On June 6, 2018, the US Court of Appeals for the Eleventh Circuit ruled in favor of LabMD in the medical testing company’s closely watched challenge to the Federal Trade Commission’s (“FTC”) data security enforcement action. While assuming that the FTC was correct that LabMD’s allegedly unreasonable security practices constituted an unfair act or practice in violation of Section 5 of the Federal Trade Commission Act, the court held that the FTC’s cease-and-desist order lacked adequate specificity and thus was unenforceable.
The FTC initiated its enforcement action against LabMD in August 2013. It alleged that LabMD had failed to use reasonable data security measures, resulting in the exposure of consumers’ personal information through a file sharing service. In July 2016, after adjudication before an administrative law judge, the full Commission concluded that LabMD’s inadequate data security measures led to substantial injury to consumers that was not reasonably avoidable and thus constituted an unfair act or practice under Section 5(a) of the Federal Trade Commission Act.1 The FTC ordered relief including that LabMD implement a comprehensive data security program reasonably designed to protect consumer information, undergo biennial data security assessments by an independent third-party professional and notify affected individuals whose health information had been made public.2
LabMD petitioned the US Court of Appeals for the Eleventh Circuit for review of the July 2016 opinion and order. The company broadly challenged the FTC’s rulings, including with respect to the FTC’s authority to enter the order against LabMD, the merits of the FTC’s decisions and the adequacy of the FTC’s cease-and-desist order. On the last point, LabMD argued that even if a lack of data security led to the breach and, therefore, violated the FTC Act, the FTC’s order was not enforceable because it was impermissibly vague.

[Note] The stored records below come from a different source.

PR #1466, opened 2026-08-05
KUBE-323 - Fix GKE LoadBalancer resource cleanup during teardown

nammn:
# KUBE-323: Fix GKE LoadBalancer resource cleanup during teardown

## Problem

Multi-cluster snippet tests leak GCP resources (forwarding rules, target pools, health checks, addresses, NEGs, disks, DNS zones, service accounts) when runs fail or are interrupted before teardown. The accumulated leftovers were blocking new runs (e.g. forwarding-rule quota).

## Design: two plain rules

**Test teardown deletes what it created, best-effort.** Teardown scripts run with the run's own suffix-derived names and Kubernetes contexts; failures warn and continue (`set +e`, `|| true`).

**The periodic reaper deletes everything older than 24h, minus a tiny denylist.** `scripts/evergreen/periodic-cleanup-gcp.sh` now works on a single criterion — age — because Cloud Audit Logs (verified Aug 2026) show that *all* resource creation in `scratch-kubernetes-team` traces to the `k8s-operator-e2e-tests` service account or the GKE control planes of the clusters it creates. The only exclusions:

- `default-*` VPC firewall rules (shared networking)
- `k8s-operator-e2e-tests@` and `*@developer.gserviceaccount.com` service accounts (CI infrastructure)

Safety properties without any filtering machinery:

- Resources still in use cannot be deleted by gcloud; the delete fails, is tolerated, and is retried on the next periodic run.
- Clusters are deleted first (in parallel) so dependent resources are released before their own delete is attempted.
- Anything younger than 24h is untouched, so running tests are never affected.

## Prior cleanup impact and price summary

Earlier iterations of this cleanup were run against the live test project before this final age-only implementation. The [KUBE-323 Jira ticket](https://jira.mongodb.org/browse/KUBE-323) records a cleanup on 2026-08-05 that removed:

- 2,770 stale PVC disks, representing 39,420 GB of pd-balanced storage
- 371 regional forwarding rules
- 378 target pools

The estimated avoided list-price run rate was:

- pd-balanced storage: **$3,942/month**
- forwarding rules: **$2,763.05/month**
- total: **$6,705.05/month**, or approximately **$80,460.60/year** annualized

These are avoided list-price estimates, not realized invoice savings; billing-export data was unavailable. The 378 target pools are included in the deletion count, but no separate target-pool price estimate is included. This historical cleanup is also distinct from the later PR verification run, which removed 18 stale >24h candidates. The preceding leak and cross-run interference are documented in [KUBE-268](https://jira.mongodb.org/browse/KUBE-268).

## Why not filter by run suffix/tags?

An earlier version of this PR matched run suffixes in names/descriptions/tags. It was dropped because the filters were where the bugs lived: the health-check suffix filter could never match (GKE health-check names are hashes like `k8s-<hash>-node`), and the namespace-suffix regex matched nothing until this PR also changed the namespaces. A filter that silently matches nothing looks safe while doing nothing. The denylist inverts the failure mode: anything unexpected is deleted loudly after 24h, in a project that exists only for ephemeral tests.

As a side effect, the reaper now cleans up the legacy *unsuffixed* leftovers on its first run — no separate one-time cleanup needed.

## Verification

- Evergreen `periodic_gcp_cleanup`: green on 4 submitted patches — [run 1](https://spruce.mongodb.com/version/6a75f8ea53519f00079ecde3), [run 2](https://spruce.mongodb.com/version/6a79b1240afe1e000717ba50), [run 3](https://spruce.mongodb.com/version/6a79b5305f874d0007274072), [post-review final](https://spruce.mongodb.com/version/6a79c45cda28b80007533a9c): it removed 18 stale >24h candidates on the first run.
- Evergreen `public_gke_code_snippets` (no-mesh): [green end-to-end](https://spruce.mongodb.com/version/6a79914e8b4c800007f5ba59), and [green again](https://spruce.mongodb.com/version/6a79daf95d606c0007febde9) after the review-fix round.
- Evergreen `public_gke_code_snippets` (mesh, with the new shared LB-cleanup teardown): [green end-to-end](https://spruce.mongodb.com/version/6a79db0066c19800070b23e6). One earlier [patch](https://spruce.mongodb.com/version/6a79c4630afe1e00071806fd) running both snippet tests concurrently failed mid-test on MongoDB readiness timeouts (`mdb-sh`, `rs-user`) during a transient GKE window — teardown code was not yet reached at failure time, and both tests passed on retry.
- PR CI: [520/520 green on the final commit](https://spruce.mongodb.com/version/6a79c45b82858b000720b2e1). 

## Notes

- Positive deletion path is exercised by the periodic reaper itself; no bespoke test suite is added.
- Historical context: earlier iterations of this PR explored suffix-based ownership filtering; the final design replaces it with age-only cleanup for simplicity


nammn:
augment review

nammn:
Adjudicated the Copilot review comments (verified each against the code before acting):

1. **`periodic-cleanup-gcp.sh:35` (trailing newline / last row skipped) — declined, not a bug.** `rows=$(...)` strips the trailing newline, but the consumer loops over `<<<"${rows}"`, and the herestring re-adds exactly one record terminator. Verified with a constructed test (last unterminated row is read) and empirically: dry-run output of this script is byte-identical to the previous array-based implementation, last row included.
2. **`:96` (serialized cluster deletes) — accepted, fixed.** `reap_clusters` now deletes in parallel and `wait`-joins before the compute reapers run, matching the previous implementation's timeout rationale.
3. **`:155` (keyless service accounts skipped forever) — known gap, documented in the script, no fix.** Keyless accounts have no age signal, and deleting them blindly could hit a test mid-setup (ra-09 creates the SA and its key in separate steps), violating the "running tests are never affected" property. An audit-event age source is deliberately out of scope for this design.
4. **`test_gke_multi_cluster_no_mesh_snippets.sh:28/74` (early return aborts remaining clusters) — accepted, fixed.** The helper is now best-effort across all context/namespace pairs and returns the aggregate status.
5. **`scripts/dev/contexts/funcs/gke:30` (stale comment) — accepted, fixed.** The comment now describes the suffix as a naming/debugging choice; the reaper is age-only.
6. **Suppressed comment (mesh runner keeps the leak) — confirmed valid, fixed.** `test_gke_multi_cluster_snippets.sh` deploys Ops Manager with `type: LoadBalancer` (ra-06) and previously tore down clusters without deleting LB Services. The helper moved to `scripts/code_snippets/tests/cleanup_load_balancer_services.sh`, now sourced and invoked by both runners before cluster teardown (and in the reset path). Both runners' `cleanup` command paths also source the ra-02 env so `OM_NAMESPACE`/`MDB_NAMESPACE` are bound there.

While touching the reaper, three more guards were removed after an adversarial audit found them either unreachable (`filter_old` leading-tab guard, blank-line skip — both now fail closed via the numeric check instead of silently skipping) or redundant (`run_inventory`'s stderr tempfile dance; `pipefail` already propagates inventory failures). Dry-run output remains byte-identical at two age thresholds against the live project.

Verification: Evergreen `periodic_gcp_cleanup` green (multiple runs); `public_gke_code_snippets` green for the no-mesh runner; a patch covering both runners is running now.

The Court of Appeals explained the standards governing actions for unfairness, including that “an act or practice’s ‘unfairness’ must be grounded in statute, judicial decisions—i.e., the common law—or the Constitution. An act or practice that causes substantial injury but lacks such grounding is not unfair within Section 5(a)’s meaning.”3 However, the Court of Appeals ultimately assumed “arguendo that the Commission is correct and that LabMD’s negligent failure to design and maintain a reasonable data-security program invaded consumers’ right of privacy and thus constituted an unfair act or practice.”4 With this assumption, the court left one key question for its analysis: whether the FTC’s order was enforceable.5 The court answered that question in the negative, agreeing with LabMD that the FTC’s order was unenforceable because it was not sufficiently specific.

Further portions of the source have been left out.